WORK REQUEST:
Pull every line containing "only" out of the material below.

=== MATERIAL FOR THE TASK ===

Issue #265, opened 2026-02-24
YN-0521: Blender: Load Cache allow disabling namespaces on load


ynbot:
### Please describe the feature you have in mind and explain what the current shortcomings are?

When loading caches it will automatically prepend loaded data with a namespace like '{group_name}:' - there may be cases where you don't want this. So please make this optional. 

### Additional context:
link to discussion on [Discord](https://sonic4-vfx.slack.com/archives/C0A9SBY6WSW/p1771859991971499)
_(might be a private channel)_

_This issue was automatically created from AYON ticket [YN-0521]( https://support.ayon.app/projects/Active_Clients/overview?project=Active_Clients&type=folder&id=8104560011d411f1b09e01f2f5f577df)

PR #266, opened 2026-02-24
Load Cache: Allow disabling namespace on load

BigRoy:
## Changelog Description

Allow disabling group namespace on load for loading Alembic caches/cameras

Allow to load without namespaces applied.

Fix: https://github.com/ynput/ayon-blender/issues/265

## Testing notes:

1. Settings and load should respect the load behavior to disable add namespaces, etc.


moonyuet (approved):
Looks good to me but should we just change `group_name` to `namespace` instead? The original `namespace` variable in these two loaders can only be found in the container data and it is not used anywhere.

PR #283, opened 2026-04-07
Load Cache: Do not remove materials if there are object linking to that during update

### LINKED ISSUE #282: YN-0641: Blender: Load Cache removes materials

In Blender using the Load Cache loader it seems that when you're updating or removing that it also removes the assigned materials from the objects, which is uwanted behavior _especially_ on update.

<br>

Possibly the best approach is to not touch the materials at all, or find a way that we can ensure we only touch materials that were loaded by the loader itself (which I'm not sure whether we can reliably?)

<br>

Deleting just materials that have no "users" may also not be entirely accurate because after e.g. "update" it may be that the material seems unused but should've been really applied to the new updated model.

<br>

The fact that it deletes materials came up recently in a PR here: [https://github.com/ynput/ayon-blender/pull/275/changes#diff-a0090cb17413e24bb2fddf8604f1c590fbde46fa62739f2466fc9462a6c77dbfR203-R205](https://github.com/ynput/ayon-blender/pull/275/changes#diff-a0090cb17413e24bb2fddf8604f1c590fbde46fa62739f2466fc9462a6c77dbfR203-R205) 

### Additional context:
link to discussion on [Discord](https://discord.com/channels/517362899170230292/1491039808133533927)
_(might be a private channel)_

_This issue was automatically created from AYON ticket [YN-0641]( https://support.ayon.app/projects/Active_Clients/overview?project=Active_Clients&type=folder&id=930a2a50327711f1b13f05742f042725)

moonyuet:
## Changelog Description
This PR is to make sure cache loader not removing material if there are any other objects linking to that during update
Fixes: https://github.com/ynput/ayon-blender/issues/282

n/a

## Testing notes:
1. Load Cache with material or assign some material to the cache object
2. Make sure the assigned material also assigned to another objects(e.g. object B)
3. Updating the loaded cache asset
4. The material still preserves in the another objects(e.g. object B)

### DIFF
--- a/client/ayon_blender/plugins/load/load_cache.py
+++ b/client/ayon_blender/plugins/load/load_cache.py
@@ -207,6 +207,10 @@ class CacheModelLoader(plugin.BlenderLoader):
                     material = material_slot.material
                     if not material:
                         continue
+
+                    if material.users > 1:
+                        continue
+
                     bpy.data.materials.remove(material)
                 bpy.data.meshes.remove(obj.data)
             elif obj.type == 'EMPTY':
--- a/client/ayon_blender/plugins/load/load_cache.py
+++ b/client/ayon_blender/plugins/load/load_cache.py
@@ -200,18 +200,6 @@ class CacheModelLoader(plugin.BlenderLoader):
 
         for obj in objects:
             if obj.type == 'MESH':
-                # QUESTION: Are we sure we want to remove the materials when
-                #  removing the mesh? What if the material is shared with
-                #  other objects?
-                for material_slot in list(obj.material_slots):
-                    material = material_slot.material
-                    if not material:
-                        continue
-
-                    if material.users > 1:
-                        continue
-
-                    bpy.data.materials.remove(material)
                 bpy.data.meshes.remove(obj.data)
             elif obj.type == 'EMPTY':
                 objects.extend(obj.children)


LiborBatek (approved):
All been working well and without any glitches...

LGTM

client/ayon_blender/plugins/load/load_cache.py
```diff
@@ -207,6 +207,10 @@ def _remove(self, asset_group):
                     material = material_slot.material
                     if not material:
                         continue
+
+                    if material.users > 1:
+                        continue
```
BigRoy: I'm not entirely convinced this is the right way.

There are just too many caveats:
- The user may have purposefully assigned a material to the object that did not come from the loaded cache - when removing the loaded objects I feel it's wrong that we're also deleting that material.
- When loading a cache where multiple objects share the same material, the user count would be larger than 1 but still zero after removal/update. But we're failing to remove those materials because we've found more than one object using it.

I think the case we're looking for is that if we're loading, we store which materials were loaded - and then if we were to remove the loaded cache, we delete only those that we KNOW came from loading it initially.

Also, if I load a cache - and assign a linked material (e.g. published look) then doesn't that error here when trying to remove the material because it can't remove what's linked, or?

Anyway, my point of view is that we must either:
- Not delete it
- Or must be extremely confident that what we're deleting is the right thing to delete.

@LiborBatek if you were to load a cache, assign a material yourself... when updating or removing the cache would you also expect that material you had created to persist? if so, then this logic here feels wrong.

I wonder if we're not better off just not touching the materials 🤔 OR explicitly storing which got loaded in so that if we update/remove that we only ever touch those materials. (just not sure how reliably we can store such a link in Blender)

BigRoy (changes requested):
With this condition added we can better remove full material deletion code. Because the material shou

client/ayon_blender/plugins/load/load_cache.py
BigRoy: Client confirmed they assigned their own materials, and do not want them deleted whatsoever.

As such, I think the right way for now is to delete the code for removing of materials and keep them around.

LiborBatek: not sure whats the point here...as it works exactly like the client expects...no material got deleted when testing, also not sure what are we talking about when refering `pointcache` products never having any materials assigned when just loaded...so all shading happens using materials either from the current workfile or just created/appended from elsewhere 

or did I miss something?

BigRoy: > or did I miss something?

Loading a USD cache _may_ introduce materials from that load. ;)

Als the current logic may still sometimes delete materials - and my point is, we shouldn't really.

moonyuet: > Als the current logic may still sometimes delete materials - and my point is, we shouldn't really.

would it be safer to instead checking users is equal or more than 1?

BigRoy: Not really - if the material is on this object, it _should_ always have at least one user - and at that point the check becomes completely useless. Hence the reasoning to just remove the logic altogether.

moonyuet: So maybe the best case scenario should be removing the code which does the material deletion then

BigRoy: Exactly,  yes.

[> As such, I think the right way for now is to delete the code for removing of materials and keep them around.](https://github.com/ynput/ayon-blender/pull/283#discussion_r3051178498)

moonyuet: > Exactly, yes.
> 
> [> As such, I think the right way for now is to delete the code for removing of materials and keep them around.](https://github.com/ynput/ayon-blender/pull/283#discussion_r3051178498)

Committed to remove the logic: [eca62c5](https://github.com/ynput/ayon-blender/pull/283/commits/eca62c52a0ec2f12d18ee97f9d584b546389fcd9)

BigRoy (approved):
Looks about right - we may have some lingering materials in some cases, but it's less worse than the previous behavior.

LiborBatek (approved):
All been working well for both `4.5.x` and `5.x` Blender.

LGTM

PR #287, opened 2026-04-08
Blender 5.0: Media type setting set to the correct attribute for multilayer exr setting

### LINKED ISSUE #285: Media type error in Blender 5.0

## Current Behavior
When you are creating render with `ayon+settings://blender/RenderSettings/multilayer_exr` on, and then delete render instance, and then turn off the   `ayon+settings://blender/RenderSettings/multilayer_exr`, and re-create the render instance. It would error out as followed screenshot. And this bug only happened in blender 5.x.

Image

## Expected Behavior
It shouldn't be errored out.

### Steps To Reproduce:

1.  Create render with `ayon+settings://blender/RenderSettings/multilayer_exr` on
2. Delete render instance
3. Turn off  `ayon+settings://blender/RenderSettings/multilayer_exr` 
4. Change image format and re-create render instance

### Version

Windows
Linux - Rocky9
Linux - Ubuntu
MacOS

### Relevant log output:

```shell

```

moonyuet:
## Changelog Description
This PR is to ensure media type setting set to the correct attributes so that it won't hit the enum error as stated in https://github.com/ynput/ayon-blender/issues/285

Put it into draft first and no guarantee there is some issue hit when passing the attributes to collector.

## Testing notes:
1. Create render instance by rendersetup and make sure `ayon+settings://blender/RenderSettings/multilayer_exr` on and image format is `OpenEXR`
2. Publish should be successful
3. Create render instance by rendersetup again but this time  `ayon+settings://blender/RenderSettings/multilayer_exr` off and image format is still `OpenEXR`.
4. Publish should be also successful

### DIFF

===

EXERCISE SOLUTION:
Looks good to me but should we just change `group_name` to `namespace` instead? The original `namespace` variable in these two loaders can only be found in the container data and it is not used anywhere.
Possibly the best approach is to not touch the materials at all, or find a way that we can ensure we only touch materials that were loaded by the loader itself (which I'm not sure whether we can reliably?)
I think the case we're looking for is that if we're loading, we store which materials were loaded - and then if we were to remove the loaded cache, we delete only those that we KNOW came from loading it initially.
I wonder if we're not better off just not touching the materials 🤔 OR explicitly storing which got loaded in so that if we update/remove that we only ever touch those materials. (just not sure how reliably we can store such a link in Blender)
When you are creating render with `ayon+settings://blender/RenderSettings/multilayer_exr` on, and then delete render instance, and then turn off the   `ayon+settings://blender/RenderSettings/multilayer_exr`, and re-create the render instance. It would error out as followed screenshot. And this bug only happened in blender 5.x.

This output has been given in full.